[Collected data]
PR #5550, opened 2023-01-26
Add ability to filter `HasManyThrough` relations

masterix21:
It adds the ability to create filters capable of interactions with `HasManyThrough` relations.


danharrin:
Thanks!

# EXERCISE PROMPT
Some lines in the records above contain "HasManyThrough". Count them and give the number only.

# RESPONSE
2